Task brief
In the entries below, filter for the word "axioms" and copy every matching line.

Source material
━━━━━━━━━━━━━━━━

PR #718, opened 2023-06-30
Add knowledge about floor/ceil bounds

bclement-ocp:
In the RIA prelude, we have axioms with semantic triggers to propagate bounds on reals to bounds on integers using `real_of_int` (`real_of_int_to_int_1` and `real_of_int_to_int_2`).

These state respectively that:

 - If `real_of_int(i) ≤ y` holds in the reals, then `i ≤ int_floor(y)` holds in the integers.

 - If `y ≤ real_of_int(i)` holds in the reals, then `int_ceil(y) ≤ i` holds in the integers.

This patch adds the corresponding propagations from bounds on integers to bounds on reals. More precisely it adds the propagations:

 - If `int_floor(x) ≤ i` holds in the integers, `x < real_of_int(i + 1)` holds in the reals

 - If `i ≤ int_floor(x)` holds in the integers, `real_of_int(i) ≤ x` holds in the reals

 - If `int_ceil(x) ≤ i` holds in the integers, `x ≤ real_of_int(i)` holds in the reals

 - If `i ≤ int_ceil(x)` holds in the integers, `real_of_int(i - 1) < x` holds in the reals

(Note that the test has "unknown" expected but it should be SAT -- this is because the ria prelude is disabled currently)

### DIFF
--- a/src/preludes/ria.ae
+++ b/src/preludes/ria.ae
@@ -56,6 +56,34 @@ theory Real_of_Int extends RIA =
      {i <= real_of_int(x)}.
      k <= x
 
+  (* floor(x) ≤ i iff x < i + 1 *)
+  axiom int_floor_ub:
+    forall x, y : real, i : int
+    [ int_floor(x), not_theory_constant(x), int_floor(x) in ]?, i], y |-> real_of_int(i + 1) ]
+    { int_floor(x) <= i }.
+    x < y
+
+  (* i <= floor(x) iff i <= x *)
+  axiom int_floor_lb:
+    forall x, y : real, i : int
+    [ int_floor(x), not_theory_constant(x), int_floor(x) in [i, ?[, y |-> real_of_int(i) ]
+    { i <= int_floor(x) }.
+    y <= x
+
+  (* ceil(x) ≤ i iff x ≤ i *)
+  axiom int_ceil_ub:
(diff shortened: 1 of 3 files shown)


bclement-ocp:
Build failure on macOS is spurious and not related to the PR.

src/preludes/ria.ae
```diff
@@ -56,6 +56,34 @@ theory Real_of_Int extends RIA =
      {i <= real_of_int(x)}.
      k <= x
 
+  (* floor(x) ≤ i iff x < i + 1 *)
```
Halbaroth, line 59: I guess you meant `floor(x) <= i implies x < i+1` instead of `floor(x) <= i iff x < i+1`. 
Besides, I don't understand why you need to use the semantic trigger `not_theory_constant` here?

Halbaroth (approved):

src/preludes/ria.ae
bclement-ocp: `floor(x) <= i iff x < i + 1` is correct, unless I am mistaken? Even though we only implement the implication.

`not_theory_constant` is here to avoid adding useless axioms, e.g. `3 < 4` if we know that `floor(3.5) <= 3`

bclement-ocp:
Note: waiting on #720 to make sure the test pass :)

━━━━━━━━━━━━━━━━

Result for this exercise
In the RIA prelude, we have axioms with semantic triggers to propagate bounds on reals to bounds on integers using `real_of_int` (`real_of_int_to_int_1` and `real_of_int_to_int_2`).
`not_theory_constant` is here to avoid adding useless axioms, e.g. `3 < 4` if we know that `floor(3.5) <= 3`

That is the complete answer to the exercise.